Santa Cecilia still serves the traditional fare alongside its new offerings, and, in a twist nobody expected, many of the Latino parishioners prefer it. The non-Latinos, though, want chiles rellenos and fried quesadillas (an improvisation made hurriedly one year when the kitchen ran out of food). Tamales are wheeled through the parish hall or taken outside when the line of hungry patrons stretches across the playground and out to the street.
Those faithful scout leaders—some of them grandpas now—are out in the garage getting ready. Breading flies from Politte’s gloved hand as he waves to Fernandez, who was one of the first Latinos to join the parish. Another parishioner arrives, saying she’s ready to spoon out 5,000 plastic cups of salsa.
Five thousand? She grins. “I’m Spanish. Everything we say, cut it by 100, and it’s probably close.”
The 778 chiles rellenos stuffed that afternoon are carefully counted. Yanit Carranza got here early in the morning to start roasting, peeling and seeding poblano peppers, which will now be filled with refried beans and Chihuahua cheese, according to parishioner Marta Torres’ old family recipe. Then they’ll be battered, floured and fried.
People come from all over to taste them. Dr. Robert Pozzi, one of the fish fry’s many regulars, is both a devout Catholic and a serious foodie. He’s pronounced the chiles rellenos a minor miracle.
Carranza is wearing brown jeans and a coral shirt, her long, dark hair stuffed up under a baseball cap.
“I love cooking,” she says. “I learned from my grandmother and my mom in Monterrey.”
She followed her husband to St. Louis in 2006. Their children go to St. Cecilia School, and she’s been volunteering here since the Mexican fish fry started.
“There’s more help now,” she says with relief. “The first year, I came early in the day, and I was by myself!” She came back, though, for a second year and a third.
“I think it helps me a lot to be more humble, get to know people,” she says. Edgar Ramirez, pastoral associate for Hispanic ministry,overhears her and nods.
“For me it’s an example of humbleness, too. We are giving up our Fridays—Friday is normally my day off. But once I get here, it’s so fun when you see the place crowded and people enjoying the food and getting up to dance.”
He nods toward a guy who’s walking between tables with a black Hefty bag.
“You see that guy? He’s a lawyer, and his job is taking out the trash.”
In the next room, the lemonade ladies have assembled. A brigade of old friends, they parcel out condiments and vigorously stir up at least nine jumbo canisters of powdered lemonade every Friday.

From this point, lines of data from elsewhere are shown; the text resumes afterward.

PR #2776, opened 2022-01-25
Faster runnables on the WSTP

vasilmkd:
What it says on the tin.

`series/3.3.x`:
```scala
Benchmark                                  (size)   Mode  Cnt    Score   Error    Units
WorkStealingBenchmark.runnableScheduling  1000000  thrpt   20  222.826 ± 2.604  ops/min
```

`This PR`:
```scala
Benchmark                                  (size)   Mode  Cnt    Score   Error    Units
WorkStealingBenchmark.runnableScheduling  1000000  thrpt   20  537.854 ± 2.387  ops/min
```

What is the big idea?

Instead of allocating a full fiber with all of the necessary data structures like continuation and finalizer stacks which are needed to support the run loop, a special fiber is created that starts from a bespoke state that only runs the provided runnable and exits. I've managed to bring the implementation down to a single allocation of the `IOFiber` wrapper object around the runnable. Unfortunately, I don't think that anything better can be achieved due to the following reasons.

1. The `IOFiber` code nicely interacts with the provided `IORuntime` and shuts it down on a fatal error, this complicated code path is reused.
2. There is an alternative world where the whole WSTP, LocalQueue and WorkerThreads are reworked to hold `Runnable` instances instead of `IOFiber` instances. While this might look nice in theory, it doesn't interact well with the live fiber snapshots (runnables are simply not full `IOFibers`) and this creates additional branches when assigning fibers as active. Furthermore, the WorkerThreads need to add branches before every `run()` (which also becomes an `invokeinterface` instead of the current `invokevirtual`) so that they can wrap it in a `try/catch` to recreate the runtime shutdown code path on fatal errors. All in all, I don't feel comfortable adding all of these branches on the hot path, which I've worked so hard to optimize before. (I tried this whole approach and I didn't like it). The upside to this approach is that there's no wrapping of external `Runnables` executed on our runtime (think using the WSTP for execution of `Future`s without any overhead), but ultimately I think this is a wrong optimization to pursue, as it is inherently slowing down our own fibers.

I think this PR adds enough performance to still make our runtime an extremely safe general purpose EC with very good performance.

FWIW, here's how much one layer of wrapping is worth:
```scala
Benchmark                                             (size)   Mode  Cnt     Score    Error    Units
WorkStealingBenchmark.runnableSchedulingScalaGlobal  1000000  thrpt   20  1363.152 ± 12.125  ops/min
```

### DIFF
--- a/benchmarks/src/main/scala/cats/effect/benchmarks/WorkStealingBenchmark.scala
+++ b/benchmarks/src/main/scala/cats/effect/benchmarks/WorkStealingBenchmark.scala
@@ -132,7 +132,7 @@ class WorkStealingBenchmark {
       }
     }
 
-    (0 to theSize).foreach(_ => run(0))
+    (0 until theSize).foreach(_ => run(0))
 
     countDown.await()
   }
@@ -144,6 +144,11 @@ class WorkStealingBenchmark {
   @Benchmark
   def runnableScheduling(): Unit = {
     runnableSchedulingBenchmark(cats.effect.unsafe.implicits.global.compute)
+  }
+
+  @Benchmark
+  def runnableSchedulingScalaGlobal(): Unit = {
+    runnableSchedulingBenchmark(ExecutionContext.global)
   }
 
   lazy val manyThreadsRuntime: IORuntime = {
--- a/core/js/src/main/scala/cats/effect/IOFiberConstants.scala
+++ b/core/js/src/main/scala/cats/effect/IOFiberConstants.scala
@@ -42,7 +42,8 @@ private object IOFiberConstants {
   final val BlockingR: Byte = 5
   final val CedeR: Byte = 6
   final val AutoCedeR: Byte = 7
-  final val DoneR: Byte = 8
+  final val ExecuteRunnableR: Byte = 8
+  final val DoneR: Byte = 9
 
   // ContState tags
   final val ContStateInitial: Int = 0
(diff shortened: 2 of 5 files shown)


vasilmkd:
Actually, I want to think about this one a bit more.

djspiewak:
@vasilmkd This looks really good. I'm going to do a quick run of the scheduler benchmarks locally to check that we haven't regressed anything but otherwise I think this can make 3.3.5

djspiewak:
Before:

```
[info] Benchmark                                              (size)   Mode  Cnt    Score   Error    Units
[info] WorkStealingBenchmark.alloc                           1000000  thrpt   20   10.782 ± 0.041  ops/min
[info] WorkStealingBenchmark.manyThreadsSchedulingBenchmark  1000000  thrpt   20   42.274 ± 0.679  ops/min
[info] WorkStealingBenchmark.runnableScheduling              1000000  thrpt   20  170.456 ± 0.535  ops/min
[info] WorkStealingBenchmark.scheduling                      1000000  thrpt   20   51.538 ± 4.001  ops/min
```

After:

```
[info] Benchmark                                              (size)   Mode  Cnt     Score   Error    Units
[info] WorkStealingBenchmark.alloc                           1000000  thrpt   20    10.757 ± 0.058  ops/min
[info] WorkStealingBenchmark.manyThreadsSchedulingBenchmark  1000000  thrpt   20    44.989 ± 3.995  ops/min
[info] WorkStealingBenchmark.runnableScheduling              1000000  thrpt   20   467.229 ± 1.090  ops/min
[info] WorkStealingBenchmark.runnableSchedulingScalaGlobal   1000000  thrpt   20  2231.549 ± 7.020  ops/min
[info] WorkStealingBenchmark.scheduling                      1000000  thrpt   20    51.915 ± 1.784  ops/min
```

Looks stellar to me!

djspiewak (approved):

PR #2777, opened 2022-01-25
Add `andWait` method to IO

iRevive:
Quality of life improvement.

No need to import `cats.effect.syntax.temporal._` anymore.


vasilmkd (approved):
Nice. Thank you.

PR #2780, opened 2022-01-28
Add `recover` and `recoverWith` to IO.

kamilkloch:
No need to `import cats.syntax.all._`


djspiewak (approved):
This is great! Thank you!

PR #2781, opened 2022-01-28
Remove repeated CE2 dispatcher qualification

jisantuc:
This small PR removes some repeated text from dispatcher docs. Identical text is included further down under a `Cats Effect 2` header -- I chose to remove the top copy of the text, since analogies to CE2 seemed less urgent to communicate than the description / explanation of what dispatcher is for and how it works.

### DIFF
--- a/docs/std/dispatcher.md
+++ b/docs/std/dispatcher.md
@@ -7,8 +7,6 @@ title: Dispatcher
 
 `Dispatcher` is a fiber-based [`Supervisor`](./supervisor.md) utility for evaluating effects across an impure boundary. This is useful when working with reactive interfaces that produce potentially many values (as opposed to one), and for each value, some effect in `F` must be performed (like inserting each value into a queue).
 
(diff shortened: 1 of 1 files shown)


djspiewak:
My one reservation on this is the loss of SEO. How many people are googling "concurrenteffect cats effect 3" these days?

djspiewak (approved):

jisantuc:
> My one reservation on this is the loss of SEO.

I've been trying for three days to parse whether you're joking or not -- are a lot of people googling concurrenteffect cats effect 3 these days? FWIW the current first result takes you to the page with [this section](https://typelevel.org/cats-effect/docs/migration-guide#effect-concurrenteffect-synceffect)

ETA: I guess we're not even at a year yet of CE3 being available so I think it's probably a serious concern, but landing on the migration guide is still really good I think, and this change didn't remove `ConcurrentEffect` from the dispatcher docs, just the verbatim repeated paragraph

djspiewak:
> I've been trying for three days to parse whether you're joking or not -- are a lot of people googling concurrenteffect cats effect 3 these days? FWIW the current first result takes you to the page with this section

It was an uncaffeinated and rushed comment. :-) I was being serious, and I do think folks are probably still googling that (judging by questions in Discord), but the fact that it's just a verbatim paragraph makes it all moot. Either way, thank you for the fix!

Asked his favorite dish, Ramirez grins. “I have to be honest. I don’t eat any of it anymore. I’m done. This is the fifth fish fry this Lent, and I have not had a single chile relleno or piece of fish. I always bring a salad.”
What he loves is the way the fish fry, though intended as a fundraiser, builds community.
“You see African-Americans, whites, Latinos all working together in the kitchen, and the kids are giving tours of the church. People have sent us emails and cards saying they felt this was what heaven would be like.”